== Segment start ==

PR #105, opened 2016-02-08
[FIX] use OrderedDict in PBS. [PEP8] replaced tabs with spaces.

MarcCote:
Sometime the test in `test_pbs.py` were falling because we use `dict` to store options and resources. So writing the PBS file, we were iterating over the items of those dictionaries which is nondeterminist (depends on the hash of the keys). This PR fixes this by using OrderedDict instead.

Also, fixed some minor PEP8 errors.

### DIFF
--- a/smartdispatch/tests/test_pbs.py
+++ b/smartdispatch/tests/test_pbs.py
@@ -72,8 +72,8 @@ class TestPBS(unittest.TestCase):
     def test_str(self):
         # Create simple PBS file
         expected = """#!/bin/bash
-#PBS -V
 #PBS -q qtest@mp2
+#PBS -V
 #PBS -l walltime=01:00:00
 
 # Modules #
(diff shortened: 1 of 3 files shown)


tests/test_smart_dispatch.py
```diff
@@ -62,7 +62,6 @@ def test_main_resume(self):
 
         # Test when batch_uid is a path instead of a jobname.
         # Setup
-        call(self.launch_command, shell=True)
```
MarcCote: This one was not necessary.

smartdispatch/tests/test_pbs.py
```diff
@@ -90,11 +90,11 @@ def test_str(self):
         modules = ["CUDA_Toolkit/6.0", "python2.7"]
 
         expected = """#!/bin/bash
```
MarcCote: Order of the options and resources have changed.

smartdispatch/tests/test_pbs.py
```diff
@@ -72,8 +72,8 @@ def test_add_commands(self):
     def test_str(self):
         # Create simple PBS file
         expected = """#!/bin/bash
```
MarcCote: Order of the options and resources have changed.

== Segment end ==

_Problem details_
In the records above, find every line containing the word "self" and show it.

_Output for this exercise_
     def test_str(self):
@@ -62,7 +62,6 @@ def test_main_resume(self):
-        call(self.launch_command, shell=True)
@@ -90,11 +90,11 @@ def test_str(self):
@@ -72,8 +72,8 @@ def test_add_commands(self):
     def test_str(self):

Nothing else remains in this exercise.